3.3 Liner Geometry Effects
Lining plate shape critically influenced wear:
- Rectangular vs. Trapezoidal: 22% higher wear volume for rectangular profiles due to intensified particle-liner engagement
- Height variation: Increasing lifter height from 7.5mm to 15mm reduced cylinder wear by 35% but increased lifter wear by 28%
Radial wear displacement maps confirmed asymmetric wear profiles concentrated at impact zones. Volume loss measurements after 50-100s simulations revealed:
- No-liner configuration: Extreme wear (terminated at 50s to avoid numerical instability)
- 10mm trapezoidal liners: Minimal volume loss (benchmark case)
- 15mm rectangular liners: 40% less wear than 7.5mm counterparts
4. Conclusions
- Particle stratification originates from end-wall effects and differential lifter lifting capacities. Without lifters, size-based radial segregation occurs. Introducing lifters triggers axial migration of small particles while large particles remain stable. This directly affects impact distribution on the lining plate.
- Rectangular lifters increase lining plate wear by 22% compared to trapezoidal designs due to enhanced particle engagement. However, increasing lifter height reduces cylinder wear by transferring energy to reinforced structures.
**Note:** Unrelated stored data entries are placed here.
PR #12950, opened 2024-08-14
feat: improve type inference for selectors by adopting "typed-query-selector"

g-plane:

Adopt "[typed-query-selector](https://github.com/g-plane/typed-query-selector)" to parse CSS selector.

Yes.

No.

**Summary**

The current implementation of CSS selector parser can't handle some cases. For example, it can't parse `a:is([href], [href])` which is just `a`. Fixing these cases will highly increase the complexity, so I introduce the "typed-query-selector". Lighthouse is using it:
https://github.com/GoogleChrome/lighthouse/blob/c79628af9bdaa537a2abd1b34da922e28b81bd98/package.json#L178

typed-query-selector is well tested: https://github.com/g-plane/typed-query-selector/blob/main/parser.test.ts

No.

### DIFF
--- a/docs/api/puppeteer.nodefor.md
+++ b/docs/api/puppeteer.nodefor.md
@@ -8,13 +8,5 @@ sidebar_label: NodeFor
 
 ```typescript
 export type NodeFor<ComplexSelector extends string> =
-  TypeSelectorOfComplexSelector<ComplexSelector> extends infer TypeSelector
-    ? TypeSelector extends
-        | keyof HTMLElementTagNameMap
-        | keyof SVGElementTagNameMap
-      ? ElementFor<TypeSelector>
-      : Element
-    : never;
+  ParseSelector<ComplexSelector>;
 ```
-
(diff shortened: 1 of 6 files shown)


OrKoN:
Hey, thanks for the PR, it looks interesting. What is the minimal TypeScript version that you support/test with? Also, could you please run `npm run docs` to update documentation generated from code.

OrKoN:
I have rebuilt the docs so never mind about that.

g-plane:
It requires at least TypeScript 4.3, as I tested:

image

No output means no errors.

OrKoN:
@g-plane how does the library deal with pseudo-elements? Puppeteer defines custom pseudo elements as an optional-extension to the selector syntax that allows selection based on custom strategies. We have added a test for this case which showed a difference compared to typed-query-selector.

g-plane:
I think we can add a special case for custom pseudo elements, such as `::-...`.

OrKoN (approved):

PR #12977, opened 2024-08-19
ci(browsers): pin Firefox under test to stable

Lightning00Blade:
Closes https://github.com/puppeteer/puppeteer/pull/12973


OrKoN (approved):

packages/browsers/test/src/versions.ts
```diff
@@ -6,6 +6,6 @@
 
 export const testChromeBuildId = '127.0.6533.72';
 export const testChromiumBuildId = '1083080';
-export const testFirefoxBuildId = '130.0a1';
+export const testFirefoxBuildId = 'stable_129.0';
```
OrKoN, line 9: probably local copy for the test server needs to be changed as well

OrKoN: although I expected everything to just work

OrKoN: looks like a bug in resolveDownloadPath in firefox.ts We consider any version to be downloaded into archiveNightly() location

Lightning00Blade: That should be only for nightly, no? When we give `stable_` prefix we should never hit it.

Edit: we use it directly in the test server

OrKoN: resolveDownloadPath does not consider the prefix yet but it should be updated to return different results based on the prefix, i.e., use archive() instead of archiveNightly() for non-nightly prefixes.

Lightning00Blade: Download paths is the wrong thing tho use in downloadTestBrowsers, as we want to set it up such that our server response with the correct file.

packages/browsers/tools/downloadTestBrowsers.mjs
```diff
@@ -65,6 +65,21 @@ for (const version of Object.keys(versions)) {
       recursive: true,
     });
     copyFileSync(archivePath, targetPath);
+
+    // Needed to test Firefox nightly build download
```
OrKoN, line 69: could you please revert changes in this file

OrKoN (approved):

PR #13024, opened 2024-08-30
performance: faster implementation of typedArrayToBase64

aguidrevitch:

Speedup for processing response bodies.

**Summary**
Switch from 22.12.1 to 22.13.0 made my test fail with timeout, most of tests stopped to fit within default 5 second interval. Reverting to 22.12.1 made them fast again. I found that the reason for that is typedArrayToBase64(), which processes body one byte at a time. By using String.fromCodePoint.apply in chunks, it is possible to significantly speedup the puppeteer with request interception.

No

**Other information**


OrKoN (approved):
Thanks!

- The Archard model underestimates wear by neglecting impact contributions. Large-particle dissipation energy (\(>10^{-2}\) J) correlates strongly with observed wear, while impact energy remains unaccounted for. Future models must integrate impact mechanics for accurate lining plate wear prediction.
Optimizing lining plate geometry requires balancing fragmentation efficiency and wear resistance. Trapezoidal profiles and increased heights demonstrate significant wear reduction, extending liner service life in binary-media grinding systems.